> [WORK INSTRUCTION] Below are lines of data, and only some are wanted. Please repeat exactly those from the line that has "- [x] I'll create" through the line that has "However, some events".

*** Opening ENTRIES SHOWN ***

Issue #2133, opened 2022-08-31
[REFAC] Decouple detect-syscall supporting events from syscall_data_t


NDStrahilevitz:
## Prerequisites

Select one OR another:

- [x] I have discussed the refactoring idea with one (or another) maintainer.
- [x] I'll create a PR to implement this refactoring idea (assign to yourself).
- [ ] Someone else should implement this (describe it well).

## Refactoring description

In order to further optimize sys_enter and sys_exit, we will want to disable it's logic running entirely for irrelevant syscalls.
However, some events depend on the syscall_data struct where the id is stored, which is done in the sys_enter probe.

In order to minimize runtime of these probes, we will move from getting the syscall id from the struct, instead getting it from the current task registries.

PR #2134, opened 2022-08-31
ebpf: add get_task_syscall_id helper

NDStrahilevitz:
## Initial Checklist

- [x] I have discussed this change with another maintainer.

## Description (git log)

```
Date:   Wed Aug 31 12:49:38 2022 +0000

    ebpf: add get_task_syscall_id helper
    
    This is used in events supporting the detect-syscall option, in order to
    decouple them from the syscall_data_t struct tracking mechanism.
    This decoupling is required for these events to function in the future
    without calling sys_enter and sys_exit logic for every syscall.
    security_file_open is intentionally left as is, because it will have
    syscall tail call dependencies in the near future.
```

Fixes: #2133

## Type of change

## How Has This Been Tested?

Test by running:
`./dist/tracee-ebpf -o option:detect-syscall -t e=task_rename`

Wait for an event output and confirm a valid syscall is printed.

## Final Checklist:

## Git Log Checklist:

My commits logs have:

### DIFF
--- a/pkg/ebpf/c/tracee.bpf.c
+++ b/pkg/ebpf/c/tracee.bpf.c
@@ -1254,6 +1254,33 @@ static __always_inline bool is_compat(struct task_struct *task)
 #endif
 }
 
+static __always_inline int get_syscall_id_from_regs(struct pt_regs *regs)
+{
+#if defined(bpf_target_x86)
+    int id = READ_KERN(regs->orig_ax);
+#elif defined(bpf_target_arm64)
+    int id = READ_KERN(regs->syscallno);
+#endif
+    return id;
+}
+
+static __always_inline struct pt_regs *get_task_pt_regs(struct task_struct *task)
+{
+// THREAD_SIZE here is statistically defined and assumed to work for 4k page sizes.
+#if defined(bpf_target_x86)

*** Closing ENTRIES SHOWN ***

> [SOLUTION FOR THIS EXERCISE]
- [x] I'll create a PR to implement this refactoring idea (assign to yourself).
- [ ] Someone else should implement this (describe it well).

## Refactoring description

In order to further optimize sys_enter and sys_exit, we will want to disable it's logic running entirely for irrelevant syscalls.
However, some events depend on the syscall_data struct where the id is stored, which is done in the sys_enter probe.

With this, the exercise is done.